§ **WHAT YOU HAVE TO DO**: Every single entry that follows is to be retyped exactly.

┄┄┄┄┄┄┄┄┄┄┄┄┄┄┄┄┄┄┄┄

PR #491, opened 2024-01-08
feat: Create rust GRPC client for Runner

### LINKED ISSUE #468: Create Rust GRPC client for Runner

morgsmccauley:
This PR creates a rust based GRPC client for Runner, for use within Coordinator V2. For now, this exists as its own crate within the top-level directory. The Coordinator PR was becoming quite large so I decided to separate this out.

Additionally, I've made a couple changes to the Runner proto:
- Rename the package: `spec` -> `runner`
- Remove `executorId` from `StartExecutorRequest` - it should be deterministic and assigned internally
- Add `version` to the executor - this will be used to determine whether an executor should be restarted


runner/protos/runner.proto
```diff
@@ -14,12 +14,13 @@ service Runner {
 
 // Start Executor Request 
 message StartExecutorRequest {
-    string executor_id = 1;
     string redis_stream = 2;
```
darunrs, line 17: The IDs for the fields should be reset. Right now they start at 2 instead of 1.

runner/protos/runner.proto
```diff
@@ -14,12 +14,13 @@ service Runner {
...
     string account_id = 3;
     string function_name = 4;
     string code = 5;
     string schema = 6;
+    // Block height corresponding to the created/updated height of the indexer
+    uint64 version = 7;
```
darunrs, line 23: The comment mentions block height whereas the field is version. What's actually being passed here?

runner/src/server/runner-service.ts
```diff
@@ -1,41 +1,64 @@
...
       // Validate request
-      const validationResult = validateStartExecutorRequest(call.request, streamHandlers);
+      const validationResult = validateStartExecutorRequest(call.request);
       if (validationResult !== null) {
         callback(validationResult, null);
         return;
       }
 
+      const { accountId, functionName, code, schema, redisStream, version } = call.request;
+      const executorId = hashString(`${accountId}/${functionName}`);
```
darunrs, line 37: If we're using accountId and function name anyway, is there a need for hashing here? Couldn't we just use accountId/functionName directly? I had envisioned executorId would be something coordinator decides (And it includes whatever information it wants to generate it, could be function name, account id, maybe machine ID, version, etc. in the future, whatever it is) and it simply passes it over to Runner so that it can be stored for access in that way. Coordinator can then pass that, in the future to one of many runners, or maybe a load balancer, depending on how we set things up. Did you have any ideas on leveraging determinism of the ID for anything or is it more just because its a good quality to have.

runner/src/server/runner-service.ts
```diff
@@ -69,13 +92,15 @@ function getRunnerService (StreamHandlerType: typeof StreamHandler): RunnerHandl
       const response: ExecutorInfo__Output[] = [];
       try {
         streamHandlers.forEach((handler, executorId) => {
+          console.log({ streamHandlers, handler, executorId });
```
darunrs, line 95: I assume you mean to remove this logging statement before merging?

darunrs (commented):
So it looks like you went with the approach of having client be a separate folder and keeping a copy of the runner proto file. I wasn't sure about that approach since we'd have duplicate proto files and I felt like the build process would be a bit wonky since (New) Coordinator would then have to copy the folder in, and then build it separately, and then I assume do something with the build output? I wasn't really sure how that would end up looking. What's the integration in Docker like? Have you tried using it in new coordinator, existing coordinator, or block streamer as a test?

runner/protos/runner.proto
morgsmccauley: Normally we shouldn't (https://protobuf.dev/programming-guides/proto3/#consequences), but since the endpoint isn't live yet, in this case we can :)

runner/protos/runner.proto
morgsmccauley: Block Height. The intention behind this field is to map the executor/block stream to the created/updated block height of the registry entity. This allows Coordinator to compare the "versions" to determine whether an update is needed.

`version` will either be `created_at_block_height` or `updated_at_block_height`, naming it either of these would create confusion IMO as it may lead to thinking it corresponds to only one of the fields, and not either.

darunrs: Ahh I see. That makes sense.

runner/protos/runner.proto
darunrs: Ahh good point. Yeah once live we certainly can't do that anymore.

runner/src/server/runner-service.ts
morgsmccauley: Typically the service (Runner) which manages the entities (Executors) assigns the IDs, as they have the most intimate knowledge of these entities and can ensure there are no collisions. I'm not sure there is benefit in Coordinator generating these IDs.

As for hashing, it's generally a good idea to keep IDs opaque. This allows us to change how these IDs are generated going forward without impacting clients, which I have been somewhat thinking about, we may not need deterministic IDs after all. Without opaque IDs, clients might construct the IDs themselves, and then run in to issues when the IDs change on the server side.

runner/src/server/runner-service.ts
morgsmccauley: Yes :)

morgsmccauley:
> So it looks like you went with the approach of having client be a separate folder and keeping a copy of the runner proto file. I wasn't sure about that approach since we'd have duplicate proto files and I felt like the build process would be a bit wonky since (New) Coordinator would then have to copy the folder in, and then build it separately, and then I assume do something with the build output? I wasn't really sure how that would end up looking. What's the integration in Docker like? Have you tried using it in new coordinator, existing coordinator, or block streamer as a test?

This is being used in https://github.com/near/queryapi/pull/444 now. The Docker context needs to be at the root directory anyway since Coordinator depends on two separate crates.

Duplicate proto files might be something we just have to live with until we migrate Runner to Rust 😅

runner/src/server/runner-service.ts
darunrs: Gotcha. Yeah you're right that Coordinator managing the IDs is not particularly valuable since it will be given the ID back when it creates the executor, which it can use for stopping an executor later. This is actually better as Runner being the ID creator means Coordinator is less "stateful". Like, if Coordinator dies and we restart it and have it load the existing runner streams and their IDs, then having Coordinator assume those IDs makes more sense if Runner created them, rather than some previous instance of Coordinator.

And yeah your points on changing ID generation was what I was considering. Changing the way we ID the executors is probably not too difficult either, if we continue with the approach of Runner creating it and passing it back.

darunrs (approved):
LGTM! I understand what you mean by having the client at root. I'll learn whatever strategy you use for linking so I know it for the future. And yeah, relying on proto files for codegen is indeed one of the cons of using protobuf. We might have to do it again if we eventually allow developers to stop and start their indexers from the UI, but that's likely a long time from now, if we ever do so. 

One last thing, I noticed you are using the hard coded host:port values. That's also fine for now, though in my PR I did address that by setting that up. Its up to you if you want to include that in this PR. I feel like it's a good place to do so. I or you can of course do so in a future PR too.

morgsmccauley:
> One last thing, I noticed you are using the hard coded host:port values. That's also fine for now, though in my PR I did address that by setting that up. Its up to you if you want to include that in this PR. I feel like it's a good place to do so. I or you can of course do so in a future PR too.

Let's get this merged and we can address in a future PR :)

┄┄┄┄┄┄┄┄┄┄┄┄┄┄┄┄┄┄┄┄

§ **SOLUTION TO THE EXERCISE**:
PR #491, opened 2024-01-08
feat: Create rust GRPC client for Runner

### LINKED ISSUE #468: Create Rust GRPC client for Runner

morgsmccauley:
This PR creates a rust based GRPC client for Runner, for use within Coordinator V2. For now, this exists as its own crate within the top-level directory. The Coordinator PR was becoming quite large so I decided to separate this out.

Additionally, I've made a couple changes to the Runner proto:
- Rename the package: `spec` -> `runner`
- Remove `executorId` from `StartExecutorRequest` - it should be deterministic and assigned internally
- Add `version` to the executor - this will be used to determine whether an executor should be restarted


runner/protos/runner.proto
```diff
@@ -14,12 +14,13 @@ service Runner {
 
 // Start Executor Request 
 message StartExecutorRequest {
-    string executor_id = 1;
     string redis_stream = 2;
```
darunrs, line 17: The IDs for the fields should be reset. Right now they start at 2 instead of 1.

runner/protos/runner.proto
```diff
@@ -14,12 +14,13 @@ service Runner {
...
     string account_id = 3;
     string function_name = 4;
     string code = 5;
     string schema = 6;
+    // Block height corresponding to the created/updated height of the indexer
+    uint64 version = 7;
```
darunrs, line 23: The comment mentions block height whereas the field is version. What's actually being passed here?

runner/src/server/runner-service.ts
```diff
@@ -1,41 +1,64 @@
...
       // Validate request
-      const validationResult = validateStartExecutorRequest(call.request, streamHandlers);
+      const validationResult = validateStartExecutorRequest(call.request);
       if (validationResult !== null) {
         callback(validationResult, null);
         return;
       }
 
+      const { accountId, functionName, code, schema, redisStream, version } = call.request;
+      const executorId = hashString(`${accountId}/${functionName}`);
```
darunrs, line 37: If we're using accountId and function name anyway, is there a need for hashing here? Couldn't we just use accountId/functionName directly? I had envisioned executorId would be something coordinator decides (And it includes whatever information it wants to generate it, could be function name, account id, maybe machine ID, version, etc. in the future, whatever it is) and it simply passes it over to Runner so that it can be stored for access in that way. Coordinator can then pass that, in the future to one of many runners, or maybe a load balancer, depending on how we set things up. Did you have any ideas on leveraging determinism of the ID for anything or is it more just because its a good quality to have.

runner/src/server/runner-service.ts
```diff
@@ -69,13 +92,15 @@ function getRunnerService (StreamHandlerType: typeof StreamHandler): RunnerHandl
       const response: ExecutorInfo__Output[] = [];
       try {
         streamHandlers.forEach((handler, executorId) => {
+          console.log({ streamHandlers, handler, executorId });
```
darunrs, line 95: I assume you mean to remove this logging statement before merging?

darunrs (commented):
So it looks like you went with the approach of having client be a separate folder and keeping a copy of the runner proto file. I wasn't sure about that approach since we'd have duplicate proto files and I felt like the build process would be a bit wonky since (New) Coordinator would then have to copy the folder in, and then build it separately, and then I assume do something with the build output? I wasn't really sure how that would end up looking. What's the integration in Docker like? Have you tried using it in new coordinator, existing coordinator, or block streamer as a test?

runner/protos/runner.proto
morgsmccauley: Normally we shouldn't (https://protobuf.dev/programming-guides/proto3/#consequences), but since the endpoint isn't live yet, in this case we can :)

runner/protos/runner.proto
morgsmccauley: Block Height. The intention behind this field is to map the executor/block stream to the created/updated block height of the registry entity. This allows Coordinator to compare the "versions" to determine whether an update is needed.

`version` will either be `created_at_block_height` or `updated_at_block_height`, naming it either of these would create confusion IMO as it may lead to thinking it corresponds to only one of the fields, and not either.

darunrs: Ahh I see. That makes sense.

runner/protos/runner.proto
darunrs: Ahh good point. Yeah once live we certainly can't do that anymore.

runner/src/server/runner-service.ts
morgsmccauley: Typically the service (Runner) which manages the entities (Executors) assigns the IDs, as they have the most intimate knowledge of these entities and can ensure there are no collisions. I'm not sure there is benefit in Coordinator generating these IDs.

As for hashing, it's generally a good idea to keep IDs opaque. This allows us to change how these IDs are generated going forward without impacting clients, which I have been somewhat thinking about, we may not need deterministic IDs after all. Without opaque IDs, clients might construct the IDs themselves, and then run in to issues when the IDs change on the server side.

runner/src/server/runner-service.ts
morgsmccauley: Yes :)

morgsmccauley:
> So it looks like you went with the approach of having client be a separate folder and keeping a copy of the runner proto file. I wasn't sure about that approach since we'd have duplicate proto files and I felt like the build process would be a bit wonky since (New) Coordinator would then have to copy the folder in, and then build it separately, and then I assume do something with the build output? I wasn't really sure how that would end up looking. What's the integration in Docker like? Have you tried using it in new coordinator, existing coordinator, or block streamer as a test?

This is being used in https://github.com/near/queryapi/pull/444 now. The Docker context needs to be at the root directory anyway since Coordinator depends on two separate crates.

Duplicate proto files might be something we just have to live with until we migrate Runner to Rust 😅

runner/src/server/runner-service.ts
darunrs: Gotcha. Yeah you're right that Coordinator managing the IDs is not particularly valuable since it will be given the ID back when it creates the executor, which it can use for stopping an executor later. This is actually better as Runner being the ID creator means Coordinator is less "stateful". Like, if Coordinator dies and we restart it and have it load the existing runner streams and their IDs, then having Coordinator assume those IDs makes more sense if Runner created them, rather than some previous instance of Coordinator.

And yeah your points on changing ID generation was what I was considering. Changing the way we ID the executors is probably not too difficult either, if we continue with the approach of Runner creating it and passing it back.

darunrs (approved):
LGTM! I understand what you mean by having the client at root. I'll learn whatever strategy you use for linking so I know it for the future. And yeah, relying on proto files for codegen is indeed one of the cons of using protobuf. We might have to do it again if we eventually allow developers to stop and start their indexers from the UI, but that's likely a long time from now, if we ever do so. 

One last thing, I noticed you are using the hard coded host:port values. That's also fine for now, though in my PR I did address that by setting that up. Its up to you if you want to include that in this PR. I feel like it's a good place to do so. I or you can of course do so in a future PR too.

morgsmccauley:
> One last thing, I noticed you are using the hard coded host:port values. That's also fine for now, though in my PR I did address that by setting that up. Its up to you if you want to include that in this PR. I feel like it's a good place to do so. I or you can of course do so in a future PR too.

Let's get this merged and we can address in a future PR :)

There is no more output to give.